FIG. 9 shows the loss error and MAP versus Epoch for the present invention and HCN methods when trained on the CIFAR-10 dataset. As can be seen from fig. 9, as Epoch increases, the present invention converges to smaller loss error faster than HCN, and the MAP value of the present invention is better and more stable than HCN.

Tables 5 and 6 show the results of a comparison of MAP obtained for the inventive and HCN processes using AlexNet and ResNet networks on the MS COCO and CIFAR-10 datasets, respectively. As can be seen from tables 5 and 6, the MAP of the present invention performed better than HCN on both data sets using the AlexNet network. When the ResNet network is used, the MAP value of the invention is slightly less than HCN when 16 bits are on the MS COCO data set, and the invention is stable and better than HCN. The invention continuously optimizes the symbol activation function, so that less detailed information of data is lost, richer image characteristics are learned, and more accurate binary hash codes are obtained.

TABLE 5 MAP for HCCN and HCN on MS COCO Using AlexNet and ResNet

TABLE 6 MAP for HCCN and HCN on CIFAR-10 using AlexNet and ResNet

Fig. 10 and 11 show the results of two-dimensional visualization of the invention and HashNet using t-SNE. 1000 data of 10 classifications are randomly extracted for testing in the experiment, and as can be seen from fig. 10 and 11, the hash codes generated by the invention have the advantages that like data are converged together, and dissimilar data are far away from each other, so that the hash codes are more intuitive and have stronger distinguishability than HashNet. The invention adopts a central similarity learning mode, so that the data of the same type is converged to a common hash center, and the dissimilar data is far away from the hash center.

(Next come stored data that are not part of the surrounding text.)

PR #405, opened 2020-08-11
Metrics check

victor-schumacher:
**- What I did**
Added a check function which verifies metrics status
**- How to verify it**
Check and run the unit tests
Added check function for metrics

### DIFF
--- a/pkg/cmd/metrics.go
+++ b/pkg/cmd/metrics.go
@@ -1,9 +1,11 @@
 package cmd
 
 import (
+	"path/filepath"
+
 	"github.com/spf13/cobra"
 
-	"github.com/ZupIT/ritchie-cli/pkg/metric"
+	"github.com/ZupIT/ritchie-cli/pkg/metrics"
 	"github.com/ZupIT/ritchie-cli/pkg/prompt"
 	"github.com/ZupIT/ritchie-cli/pkg/stream"
 )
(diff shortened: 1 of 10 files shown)


brunasilvazup:
> **- What I did**
> 
> **- How to verify it**
> 
> **- Description for the changelog**

Hello,

Could you add the explanatory texts for PR, please?

victor-schumacher:
> > **- What I did**
> > **- How to verify it**
> > **- Description for the changelog**
> 
> Hello,
> 
> Could you add the explanatory texts for PR, please?

Sure, I was forgetting it. Thanks.

pkg/metrics/checker.go
```diff
@@ -0,0 +1,55 @@
...
+	result := true
+	if string(bytes) == "no" {
+		result = false
+	}
+
+	return result, nil
+}
+
+func path() string {
+	hd, _ := os.UserHomeDir()
```
brunasilvazup, line 53: Here would be the `api.RitchieHomeDir ()`?

And this function is the same as 'MetricsPath', so could you leave 'MetricsPath' and use it in `Check ()`?

pkg/cmd/metrics.go
```diff
@@ -32,21 +37,22 @@ func NewMetricsCmd(file stream.FileWriteReadExister, inList prompt.InputList) *c
 
 func (m metricsCmd) run() CommandRunnerFunc {
 	return func(cmd *cobra.Command, args []string) error {
-		if !m.FileWriteReadExister.Exists(metric.MetricsPath()) {
+		path := filepath.Join(m.ritPath, "metrics")
+		if !m.FileWriteReadExister.Exists(path) {
```
brunasilvazup, line 41: Could this `!m.FileWriteReadExister.Exists(path)` be changed to `m.Checker.Check()`?

victor-schumacher: In line 41 no, because the checks function returns the same result if the file does not exist and if the content is "no".
But in line 60 the adjustments are going very well.

pkg/metrics/checker.go
victor-schumacher: Sure! I was worried about having a function on metric.go because it's like a data file, so now I'm thinking about use something like this: ```var FilePath = filepath.Join(api.RitchieHomeDir(), "metrics")```

brunasilvazup: I think it is cool, the important thing is to centralize this ready information.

FIG. 12 is an experiment conducted on both NUS _ WIDE and MS COC0 data sets for both the present invention and HCN methods, showing the visualization of the search when returning to TOP-10. As can be seen from fig. 12, the present invention has a higher retrieval accuracy than HCN in the returned results for the same query image on both datasets.

The results of experimental comparison clearly show that the hash code generated by the invention has higher accuracy and stronger distinguishability, and each index on AlexNet is higher than that of the original HCN method.

Claims

1. A continuous learning method based on a Hash center is characterized in that: comprises the following steps:

step 1, preparing an image data set in the field of image retrieval, wherein the image data set contains similar data pairs and non-similar data pairs;

step 2, inputting the similar data pairs and the non-similar data pairs in the image data set into a convolutional neural network for feature learning;

step 3, the result of the feature learning passes through a Hash layer, and the Hash layer converts continuous depth representation into K-dimensional representation;

2. The hash center-based continuous learning method according to claim 1, wherein: in the step 2, the convolutional neural network is AlexNet or ResNet.

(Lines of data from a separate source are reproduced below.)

PR #423, opened 2020-08-13
Asking for credential during formula runtime

henriquemoraes8:
## Description
When a user executes a formula that requires credentials, it halts demanding her to set the credentials through the `rit set credential` command. This behavior may affect the user experience especially in case of custom credentials. 
The idea is to detect the credential keys that have not been set and ask for them during runtime. 

## Discussion
A user may never require to understand how credentials work in Ritchie if he just fills correctly when required. This feature works as an abstraction for those who just want to use the cli without worrying too much about its mechanics.
This will work even for custom credentials or multi-field providers. It records the prompted value as if the user run `rit set credential`
It **does not** create the provider in case it does not exist. The user should manually set a custom provider.
This will record even if the `config.json` file has a typo on either the provider or the key

## How to verify it
Run a formula that requires credentials without having them set

## Description for the changelog
Credentials are asked during formula runtime in case they were not set

The example below shows the behavior running `rit aws create bucket` without previously having any credential set
Screen Shot 2020-08-12 at 22 03 15

### DIFF
--- a/pkg/env/envcredential/env_credential.go
+++ b/pkg/env/envcredential/env_credential.go
@@ -55,11 +55,7 @@ func (c CredentialResolver) Resolve(name string) (string, error) {
 	return credValue, nil
 }
 
-func (c CredentialResolver) PromptCredential(
-	provider string,
-	key string,
-	credentialDetail credential.Detail,
-) (string, error) {
+func (c CredentialResolver) PromptCredential(provider, key string, credentialDetail credential.Detail) (string, error) {
 	inputVal, err := c.Password(
 		fmt.Sprintf("Provider key not found, please provide a value for %s %s: ", provider, key),
 	)
--- a/pkg/env/envcredential/env_credential.go
+++ b/pkg/env/envcredential/env_credential.go
@@ -27,14 +27,15 @@ import (
 type CredentialResolver struct {
 	credential.Finder
 	credential.Setter
+	prompt.InputPassword
 }
 
 // NewResolver creates a credential resolver instance of Resolver interface
-func NewResolver(cf credential.Finder, cs credential.Setter) CredentialResolver {
-	return CredentialResolver{cf, cs}
+func NewResolver(cf credential.Finder, cs credential.Setter, passwordInput prompt.InputPassword) CredentialResolver {
+	return CredentialResolver{cf, cs, passwordInput}
 }
 
-func (c CredentialResolver) Resolve(name string, passwordInput prompt.InputPassword) (string, error) {
+func (c CredentialResolver) Resolve(name string) (string, error) {
 	s := strings.Split(strings.ToLower(name), "_")
 	service := s[1]
 	key := s[2]
@@ -42,12 +43,12 @@ func (c CredentialResolver) Resolve(name string, passwordInput prompt.InputPassw
 	if err != nil {
 		// Provider was never set
 		cred.Service = service
-		return c.PromptCredential(service, key, cred, passwordInput)
+		return c.PromptCredential(service, key, cred)
 	}
 	credValue, exists := cred.Credential[key]
 	if !exists {
 		// Provider exists but the expected key doesn't
-		return c.PromptCredential(service, key, cred, passwordInput)
+		return c.PromptCredential(service, key, cred)
 	}
 
 	// Provider and key exist
@@ -58,9 +59,8 @@ func (c CredentialResolver) PromptCredential(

3. The hash center-based continuous learning method according to claim 1, wherein: in the step 3, after the hash layer is passed, the hash codes of the similar data pairs are converged to a common hash center after being constrained by the center similarity, the hash codes of the dissimilar data pairs are converged to different hash centers after being constrained by the center similarity, and the convergence target is the hash center in the hamming space.

4. The hash center-based continuous learning method according to claim 1, wherein: in step 3, the hash layer includes three fully-connected layers, each fully-connected layer includes a row of neurons and an activation function, the activation functions of the first two fully-connected layers are ReLU functions, and the activation function of the third fully-connected layer is tanh function.

5. The hash center-based continuous learning method according to claim 1, wherein: in step 4, the activation function is an sgn function.